ATLANTIC CITY, N.J. (AP) _ The 51 women gathered here to compete for the title of Miss America 1986 see no reason to put the 64-year-old pageant into a time capsule and bury it.

A contest that awards $5 million in college scholarships nationwide and launches women on careers in fields such as entertainment, modeling and business is quite modern, contestants said in interviews over the weekend.

Contestants also said that preparing for state competitions and for Atlantic City compelled them to develop their talents and physical fitness.

″I think it is more relevant than ever,″ said Miss Pennsylvania Lea Schiazza, 23, of Philadelphia. Miss America scholarship funds have increased to meet rising tuitions, she said Sunday.

And as for controversy over the swimsuit competition, she asked, ″Isn’t physical fitness such a big part of today?″

″People don’t fault Jane Fonda″ for posing in exercise clothes, said Miss Schiazza, a Temple University student.

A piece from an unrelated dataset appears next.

PR #3768, opened 2026-03-02
fix: add id-token permission as its required by tailscale login

fkwp:


robintown (approved):
Git is doing something pretty weird with the diff here, but I can see on further inspection that you're basically just adding the `id-token: write` line.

Women representing the 50 states and the District of Columbia are beginning preliminary competition in the evening gown, swimsuit and talent categories. They also under go personal interviews with the judge’s before Saturday’s nationally televised finals.

The pageant ″promotes the total woman,″ said Miss Nebraska Julie Meusberger, 22, of Lincoln. ″I think of Miss America as a career woman.″

″The prettiest girl does not always win,″ added Miss Ohio Suellen Cochran, 21, of Heath. ″The best rounded girl wins.″

Women who criticize the pageant as exploitive are ″cutting their own throats,″ said the Miami (Ohio) University student.

Miss Illinois Karen Marie Moncrieff, 21, said the pageant ″promotes honing all your skills.″

The Northwestern University student and other contestants said they have spent two or three months doing rigorous workouts, reading newspapers to prepare for judge’s questions, perfecting their talent performances and equipping themselves with clothes and makeup.

″One thing the pageant has done is it’s taught me I really do care about what’s going on in South Africa. I really do care that people are dying of hunger over there (in Africa),″ said Miss Moncrieff, who grew up in Rochester, Mich.

And several contestants noted that several Miss Americas have achieved fame in the entertainment and news industries.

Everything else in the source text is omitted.